## Assigned task
From the line with "We need to be" through the final line below, restate each line word for word and return nothing else.

##### Data records #####

PR #20, opened 2024-11-09
add rpc address to RegisterValidator

aditiharini:
We need to be able to reach peers via rpc for block sync, so add the rpc address to the broadcasted info about each validator.

### DIFF
--- a/src/cfg.rs
+++ b/src/cfg.rs
@@ -26,7 +26,7 @@ impl Default for Config {
             fnames: connectors::fname::Config::default(),
             onchain_events: connectors::onchain_events::Config::default(),
             consensus: consensus::consensus::Config::default(),
-            rpc_address: "0.0.0.0:2283".to_string(),
+            rpc_address: "0.0.0.0:3383".to_string(),
         }
     }
 }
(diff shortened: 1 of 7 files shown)


src/cfg.rs
```diff
@@ -25,6 +26,7 @@ impl Default for Config {
             fnames: connectors::fname::Config::default(),
             onchain_events: connectors::onchain_events::Config::default(),
             consensus: consensus::consensus::Config::default(),
+            rpc_address: "0.0.0.0:2283".to_string(),
```
sanjayprabhu, line 29: We should pick something like 3383. Also, update setup.rs to generate ports that don't collide for the different nodes.

src/main.rs
```diff
@@ -135,7 +135,11 @@ async fn main() -> Result<(), Box<dyn Error>> {
 
     let shard = SnapchainShard::new(0); // Single shard for now
     let validator_address = Address(keypair.public().to_bytes());
-    let validator = SnapchainValidator::new(shard.clone(), keypair.public().clone());
+    let validator = SnapchainValidator::new(
+        shard.clone(),
+        keypair.public().clone(),
+        Some(app_config.rpc_address.clone()),
```
sanjayprabhu, line 141: Should this be an option?

sanjayprabhu (approved):

src/main.rs
aditiharini: Made it an option because I didn't want to store an rpc address on the validator running inside this node.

#####

## Your response
We need to be able to reach peers via rpc for block sync, so add the rpc address to the broadcasted info about each validator.

### DIFF
--- a/src/cfg.rs
+++ b/src/cfg.rs
@@ -26,7 +26,7 @@ impl Default for Config {
             fnames: connectors::fname::Config::default(),
             onchain_events: connectors::onchain_events::Config::default(),
             consensus: consensus::consensus::Config::default(),
-            rpc_address: "0.0.0.0:2283".to_string(),
+            rpc_address: "0.0.0.0:3383".to_string(),
         }
     }
 }
(diff shortened: 1 of 7 files shown)


src/cfg.rs
```diff
@@ -25,6 +26,7 @@ impl Default for Config {
             fnames: connectors::fname::Config::default(),
             onchain_events: connectors::onchain_events::Config::default(),
             consensus: consensus::consensus::Config::default(),
+            rpc_address: "0.0.0.0:2283".to_string(),
```
sanjayprabhu, line 29: We should pick something like 3383. Also, update setup.rs to generate ports that don't collide for the different nodes.

src/main.rs
```diff
@@ -135,7 +135,11 @@ async fn main() -> Result<(), Box<dyn Error>> {
 
     let shard = SnapchainShard::new(0); // Single shard for now
     let validator_address = Address(keypair.public().to_bytes());
-    let validator = SnapchainValidator::new(shard.clone(), keypair.public().clone());
+    let validator = SnapchainValidator::new(
+        shard.clone(),
+        keypair.public().clone(),
+        Some(app_config.rpc_address.clone()),
```
sanjayprabhu, line 141: Should this be an option?

sanjayprabhu (approved):

src/main.rs
aditiharini: Made it an option because I didn't want to store an rpc address on the validator running inside this node.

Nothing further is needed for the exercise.